[Exercise input]
PR #1066, opened 2025-01-31
Drop i386 support

hashworks:
Debian, Ubuntu and Arch derivates have dropped i386 support since a while, so I don't see a good reason to keep it here.


df7cb:
The PostgreSQL extensions in Debian have disabled 32-bit architectures because the users-to-bugs ratio there is too low to justify spending effort on it. (The PG server packages still support 32-bit because it still works and doesn't cause problems.)

So yes, pg_a_f should do it as well.

df7cb (approved):
LGTM.

hashworks:
Can you re-run 15-monitor in case it's a race condition?

PR #1068, opened 2025-02-01
Update to Debian Bookworm, drop deprecated apt-key usage

hashworks:
As documented in https://wiki.postgresql.org/wiki/Apt#Manual_Repository_Configuration .


docs/tutorial/Dockerfile
```diff
@@ -1,4 +1,4 @@
-FROM debian:bullseye-slim
+FROM debian:bookworm-slim
 
 ARG PGVERSION=14
 ARG CITUS=postgresql-14-citus-11.1
```
dimitri, line 4: Can we also update that to Postgres 17 and Citus 13? That would fix https://github.com/hapostgres/pg_auto_failover/pull/1029 I believe.

hashworks:
> > RUN pip3 install pyroute2>=0.5.17
> 
> This should be installed as a Debian package instead, it's version 0.7.2 in bookworm.

Added in 0c61f11. But I see there is a `Pipfile`... I had to look up what [that is](https://github.com/pypa/pipfile). As far as I see the project is dead, should I:
A) Simple remove `Pipfile` and `Pipfile.lock` since we expect people to use docker or
B) Convert it to `requirements.txt` ?

docs/tutorial/Dockerfile
hashworks: Added in 392f825

dimitri:
A Quick Look shows that the PIP file was used to install python packages pyroute2, nose, and psycopg2 all from pypi. I see that we have `apt-get` coverage for those 3 now in the Dockerfile (with your addition of pyroute2 there), so please see about removing the pipfiles  entirely, and maybe also `python3-pip` from the package list installed with `apt-get`.

dimitri (approved):

dimitri:
> Test failures seem to be due to the updated pyroute2 package, I'll take a look tomorrow.

My advice would then be to remove that change from this PR, and make another PR that modernizes the installation of Python dependencies for our unit testing.

hashworks:
> My advice would then be to remove that change from this PR, and make another PR that modernizes the installation of Python dependencies for our unit testing.

Moved to #1070.

dimitri (approved):

hashworks:
> ```
> ERROR: test_multi_ifdown.test_012_prepare_replication_quorums
> ----------------------------------------------------------------------
> Traceback (most recent call last):
>   File "/usr/lib/python3/dist-packages/nose/case.py", line 197, in runTest
>     self.test(*self.arg)
>   File "/usr/src/pg_auto_failover/tests/test_multi_ifdown.py", line 207, in test_012_prepare_replication_quorums
>     assert node2.set_replication_quorum("false")
>            ^^^^^^^^^^^^^^^^^^^^^^^^^^^^^^^^^^^^^
...
>   File "/usr/lib/python3/dist-packages/pyroute2/nslink/nspopen.py", line 224, in proxy
>     return _handle(self.channel_in.get())
>            ^^^^^^^^^^^^^^^^^^^^^^^^^^^^^^
>   File "/usr/lib/python3/dist-packages/pyroute2/nslink/nspopen.py", line 25, in _handle
>     raise result['data']
> UnicodeDecodeError: 'utf-8' codec can't decode byte 0x90 in position 289: invalid start byte
> ```

I wasn't able to find a fix for this, if anyone has any ideas I would appreciate it.

dimitri:
Still having the same issues when updating python3/pyroute2 (UnicodeDecodeError). Let's go ahead with the release and see about modernizing our CI later?

Issue #905, opened 2022-05-22
pg_autoctl: unrecognized option on Alpine Linux


asafza:
When running the following Dockerfile

```
FROM alpine:3.15.4

RUN apk add postgresql-dev openssl-dev krb5-dev ncurses-dev \
    build-base linux-headers \
    libxml2-dev lz4-dev libxslt-dev libedit-dev readline-dev \
    postgresql14 git

RUN git clone --depth 1 --branch v1.6.4 https://github.com/citusdata/pg_auto_failover && \
    cd pg_auto_failover && \
    make install -j8

RUN /usr/libexec/postgresql14/pg_autoctl create monitor \
    --auth trust \
    --ssl-self-signed \
    --pgdata monitor \
    --pgctl /usr/bin/pg_ctl
```

The `pg_autoctl` command results with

[Your goal] Each record above should be returned exactly as it appears.

[Result of the exercise]
PR #1066, opened 2025-01-31
Drop i386 support

hashworks:
Debian, Ubuntu and Arch derivates have dropped i386 support since a while, so I don't see a good reason to keep it here.


df7cb:
The PostgreSQL extensions in Debian have disabled 32-bit architectures because the users-to-bugs ratio there is too low to justify spending effort on it. (The PG server packages still support 32-bit because it still works and doesn't cause problems.)

So yes, pg_a_f should do it as well.

df7cb (approved):
LGTM.

hashworks:
Can you re-run 15-monitor in case it's a race condition?

PR #1068, opened 2025-02-01
Update to Debian Bookworm, drop deprecated apt-key usage

hashworks:
As documented in https://wiki.postgresql.org/wiki/Apt#Manual_Repository_Configuration .


docs/tutorial/Dockerfile
```diff
@@ -1,4 +1,4 @@
-FROM debian:bullseye-slim
+FROM debian:bookworm-slim
 
 ARG PGVERSION=14
 ARG CITUS=postgresql-14-citus-11.1
```
dimitri, line 4: Can we also update that to Postgres 17 and Citus 13? That would fix https://github.com/hapostgres/pg_auto_failover/pull/1029 I believe.

hashworks:
> > RUN pip3 install pyroute2>=0.5.17
> 
> This should be installed as a Debian package instead, it's version 0.7.2 in bookworm.

Added in 0c61f11. But I see there is a `Pipfile`... I had to look up what [that is](https://github.com/pypa/pipfile). As far as I see the project is dead, should I:
A) Simple remove `Pipfile` and `Pipfile.lock` since we expect people to use docker or
B) Convert it to `requirements.txt` ?

docs/tutorial/Dockerfile
hashworks: Added in 392f825

dimitri:
A Quick Look shows that the PIP file was used to install python packages pyroute2, nose, and psycopg2 all from pypi. I see that we have `apt-get` coverage for those 3 now in the Dockerfile (with your addition of pyroute2 there), so please see about removing the pipfiles  entirely, and maybe also `python3-pip` from the package list installed with `apt-get`.

dimitri (approved):

dimitri:
> Test failures seem to be due to the updated pyroute2 package, I'll take a look tomorrow.

My advice would then be to remove that change from this PR, and make another PR that modernizes the installation of Python dependencies for our unit testing.

hashworks:
> My advice would then be to remove that change from this PR, and make another PR that modernizes the installation of Python dependencies for our unit testing.

Moved to #1070.

dimitri (approved):

hashworks:
> ```
> ERROR: test_multi_ifdown.test_012_prepare_replication_quorums
> ----------------------------------------------------------------------
> Traceback (most recent call last):
>   File "/usr/lib/python3/dist-packages/nose/case.py", line 197, in runTest
>     self.test(*self.arg)
>   File "/usr/src/pg_auto_failover/tests/test_multi_ifdown.py", line 207, in test_012_prepare_replication_quorums
>     assert node2.set_replication_quorum("false")
>            ^^^^^^^^^^^^^^^^^^^^^^^^^^^^^^^^^^^^^
...
>   File "/usr/lib/python3/dist-packages/pyroute2/nslink/nspopen.py", line 224, in proxy
>     return _handle(self.channel_in.get())
>            ^^^^^^^^^^^^^^^^^^^^^^^^^^^^^^
>   File "/usr/lib/python3/dist-packages/pyroute2/nslink/nspopen.py", line 25, in _handle
>     raise result['data']
> UnicodeDecodeError: 'utf-8' codec can't decode byte 0x90 in position 289: invalid start byte
> ```

I wasn't able to find a fix for this, if anyone has any ideas I would appreciate it.

dimitri:
Still having the same issues when updating python3/pyroute2 (UnicodeDecodeError). Let's go ahead with the release and see about modernizing our CI later?

Issue #905, opened 2022-05-22
pg_autoctl: unrecognized option on Alpine Linux


asafza:
When running the following Dockerfile

```
FROM alpine:3.15.4

RUN apk add postgresql-dev openssl-dev krb5-dev ncurses-dev \
    build-base linux-headers \
    libxml2-dev lz4-dev libxslt-dev libedit-dev readline-dev \
    postgresql14 git

RUN git clone --depth 1 --branch v1.6.4 https://github.com/citusdata/pg_auto_failover && \
    cd pg_auto_failover && \
    make install -j8

RUN /usr/libexec/postgresql14/pg_autoctl create monitor \
    --auth trust \
    --ssl-self-signed \
    --pgdata monitor \
    --pgctl /usr/bin/pg_ctl
```

The `pg_autoctl` command results with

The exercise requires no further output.